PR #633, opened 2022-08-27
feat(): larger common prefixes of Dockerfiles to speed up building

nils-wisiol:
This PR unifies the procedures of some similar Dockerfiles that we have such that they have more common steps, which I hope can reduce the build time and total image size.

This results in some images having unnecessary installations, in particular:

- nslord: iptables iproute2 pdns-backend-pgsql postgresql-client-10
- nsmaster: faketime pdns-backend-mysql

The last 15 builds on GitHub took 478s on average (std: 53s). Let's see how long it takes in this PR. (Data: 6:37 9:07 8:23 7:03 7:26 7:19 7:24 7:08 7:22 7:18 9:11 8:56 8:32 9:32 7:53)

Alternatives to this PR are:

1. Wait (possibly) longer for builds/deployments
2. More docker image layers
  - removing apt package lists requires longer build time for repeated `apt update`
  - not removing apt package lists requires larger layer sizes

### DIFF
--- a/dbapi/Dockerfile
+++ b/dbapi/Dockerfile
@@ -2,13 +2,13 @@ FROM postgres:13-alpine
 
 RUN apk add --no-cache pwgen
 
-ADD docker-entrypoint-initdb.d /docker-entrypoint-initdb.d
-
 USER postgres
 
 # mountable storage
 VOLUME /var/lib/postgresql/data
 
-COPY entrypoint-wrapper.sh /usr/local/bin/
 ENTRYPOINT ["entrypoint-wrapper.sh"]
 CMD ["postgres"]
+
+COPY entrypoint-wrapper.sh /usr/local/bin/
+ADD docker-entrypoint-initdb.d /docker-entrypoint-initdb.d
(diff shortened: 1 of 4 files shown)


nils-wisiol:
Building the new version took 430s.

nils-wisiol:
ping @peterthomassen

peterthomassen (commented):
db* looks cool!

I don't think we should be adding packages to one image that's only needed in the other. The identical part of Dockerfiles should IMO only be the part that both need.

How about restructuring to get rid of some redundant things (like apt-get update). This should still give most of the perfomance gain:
------------------------------------
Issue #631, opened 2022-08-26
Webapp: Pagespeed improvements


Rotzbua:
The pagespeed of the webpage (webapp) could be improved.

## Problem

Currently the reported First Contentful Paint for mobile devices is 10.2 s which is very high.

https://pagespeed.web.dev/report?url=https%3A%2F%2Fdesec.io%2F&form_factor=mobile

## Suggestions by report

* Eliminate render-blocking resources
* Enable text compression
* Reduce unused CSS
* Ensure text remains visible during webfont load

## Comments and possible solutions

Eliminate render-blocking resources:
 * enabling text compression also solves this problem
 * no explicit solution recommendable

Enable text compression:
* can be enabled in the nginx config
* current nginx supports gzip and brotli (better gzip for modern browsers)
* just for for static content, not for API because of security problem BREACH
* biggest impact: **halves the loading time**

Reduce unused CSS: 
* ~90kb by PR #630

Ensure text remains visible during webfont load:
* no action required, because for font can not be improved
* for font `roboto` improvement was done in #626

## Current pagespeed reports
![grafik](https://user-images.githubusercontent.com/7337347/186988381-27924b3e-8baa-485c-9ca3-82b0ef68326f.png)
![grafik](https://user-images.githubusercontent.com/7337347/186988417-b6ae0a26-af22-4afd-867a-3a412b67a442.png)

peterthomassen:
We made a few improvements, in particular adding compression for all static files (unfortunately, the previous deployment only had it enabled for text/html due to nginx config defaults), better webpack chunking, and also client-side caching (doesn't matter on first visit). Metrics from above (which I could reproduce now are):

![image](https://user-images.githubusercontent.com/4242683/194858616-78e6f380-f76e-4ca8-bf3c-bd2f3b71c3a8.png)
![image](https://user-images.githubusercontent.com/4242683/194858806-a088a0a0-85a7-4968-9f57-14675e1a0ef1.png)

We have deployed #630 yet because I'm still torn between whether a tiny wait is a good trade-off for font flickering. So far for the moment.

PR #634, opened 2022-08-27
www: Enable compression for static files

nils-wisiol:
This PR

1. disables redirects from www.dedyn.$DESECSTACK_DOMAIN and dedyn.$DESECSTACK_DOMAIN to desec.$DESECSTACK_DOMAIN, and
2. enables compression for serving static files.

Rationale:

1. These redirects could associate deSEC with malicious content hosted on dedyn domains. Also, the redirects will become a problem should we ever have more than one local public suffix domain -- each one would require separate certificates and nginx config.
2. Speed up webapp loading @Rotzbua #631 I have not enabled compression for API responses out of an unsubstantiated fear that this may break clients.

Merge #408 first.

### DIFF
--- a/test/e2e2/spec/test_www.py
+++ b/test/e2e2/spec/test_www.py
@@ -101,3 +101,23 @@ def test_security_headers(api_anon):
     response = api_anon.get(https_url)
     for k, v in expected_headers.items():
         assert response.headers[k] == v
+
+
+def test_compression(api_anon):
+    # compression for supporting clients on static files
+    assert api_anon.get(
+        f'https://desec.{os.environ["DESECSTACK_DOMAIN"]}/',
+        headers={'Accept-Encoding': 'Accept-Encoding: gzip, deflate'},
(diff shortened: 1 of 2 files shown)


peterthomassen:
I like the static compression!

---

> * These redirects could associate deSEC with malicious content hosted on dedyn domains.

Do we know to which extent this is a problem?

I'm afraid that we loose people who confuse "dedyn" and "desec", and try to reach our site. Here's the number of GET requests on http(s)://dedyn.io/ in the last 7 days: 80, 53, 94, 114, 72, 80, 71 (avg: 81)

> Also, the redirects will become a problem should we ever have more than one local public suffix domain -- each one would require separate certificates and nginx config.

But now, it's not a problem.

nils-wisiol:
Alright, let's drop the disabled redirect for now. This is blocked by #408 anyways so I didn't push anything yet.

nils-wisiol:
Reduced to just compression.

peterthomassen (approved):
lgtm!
------------------------------------
Reproduce, exactly as they stand in the data above, the lines from the one that holds "This results in" to the one that holds "- removing apt", inclusive.

• **Written solution**
This results in some images having unnecessary installations, in particular:

- nslord: iptables iproute2 pdns-backend-pgsql postgresql-client-10
- nsmaster: faketime pdns-backend-mysql

The last 15 builds on GitHub took 478s on average (std: 53s). Let's see how long it takes in this PR. (Data: 6:37 9:07 8:23 7:03 7:26 7:19 7:24 7:08 7:22 7:18 9:11 8:56 8:32 9:32 7:53)

Alternatives to this PR are:

1. Wait (possibly) longer for builds/deployments
2. More docker image layers
  - removing apt package lists requires longer build time for repeated `apt update`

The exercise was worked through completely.